**** DATA TO EXAMINE

PR #6751, opened 2024-12-16
Replace stylish-haskell with fourmolu

ana-pantilie:
Pre-submit checklist:
- Branch
- PR
    - [ ] Self-reviewed the diff
    - [ ] Reviewer requested

### DIFF
--- a/nix/shell.nix
+++ b/nix/shell.nix
@@ -102,12 +102,13 @@ in {
   '';
 
   preCommit = {
-    stylish-haskell.enable = true;
+    stylish-haskell.enable = false;
     cabal-fmt.enable = true;
     shellcheck.enable = false;
     editorconfig-checker.enable = true;
     nixfmt-classic.enable = true;
     optipng.enable = true;
+    # TODO: enable fourmolu once migration from stylish-haskell is almost done
     # fourmolu.enable = true;
     hlint.enable = false;
   };
--- a/nix/shell.nix
+++ b/nix/shell.nix
@@ -108,8 +108,7 @@ in {
     editorconfig-checker.enable = true;
     nixfmt-classic.enable = true;
     optipng.enable = true;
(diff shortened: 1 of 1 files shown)


Unisay (approved):
Thanks!

ana-pantilie:
@Unisay looks like we also have to disable the `fourmolu` part of the `pre-commit-check` which runs as a separate workflow on all the files

zliu41:
I don't think we are ready to do this, are we? This means if anyone opens a PR that touches an unformatted file, it will be reformatted, potentially making the code review much harder.

ana-pantilie:
@zliu41 I thought we wanted to do this incrementally meaning, if I am working on some part of the codebase I also format it. Yes, this will result in a lot of noise concerning the diff.

If we don't want noise in diffs, then we'll have to do the reformatting in one go, but we decided against that (I don't remember why, though).

zliu41:
I suggest we do neither. Instead, let's format 10 modules at a time, and try picking 10 modules that nobody is actively working on.

ana-pantilie:
Uff, @Unisay asked me to format my PR with fourmolu, or maybe I misunderstood. I thought this meant we decided to format things as we go.

ana-pantilie:
In any case, even picking 10 modules at a time in separate PRs won't work without also messing with the commit precheck. If we don't disable stylish-haskell then it will end up running over the files formatted with fourmolu. If we disable stylish and enable fourmolu, then there's this _other_ job which runs the precheck on the whole repo.

zliu41:
It shouldn't be very difficult
- add `{- FOURMOLU_DISABLE -}` to every `.hs` file
- disable stylish and enable fourmolu in precheck
- reformat 10 modules at a time and remove `{- FOURMOLU_DISABLE -}` after reformatting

********

◆ WHAT YOU HAVE TO DO ◆
Your task is to return each line of the data above that contains the string "decided".

◆ RESPONSE ◆
If we don't want noise in diffs, then we'll have to do the reformatting in one go, but we decided against that (I don't remember why, though).
Uff, @Unisay asked me to format my PR with fourmolu, or maybe I misunderstood. I thought this meant we decided to format things as we go.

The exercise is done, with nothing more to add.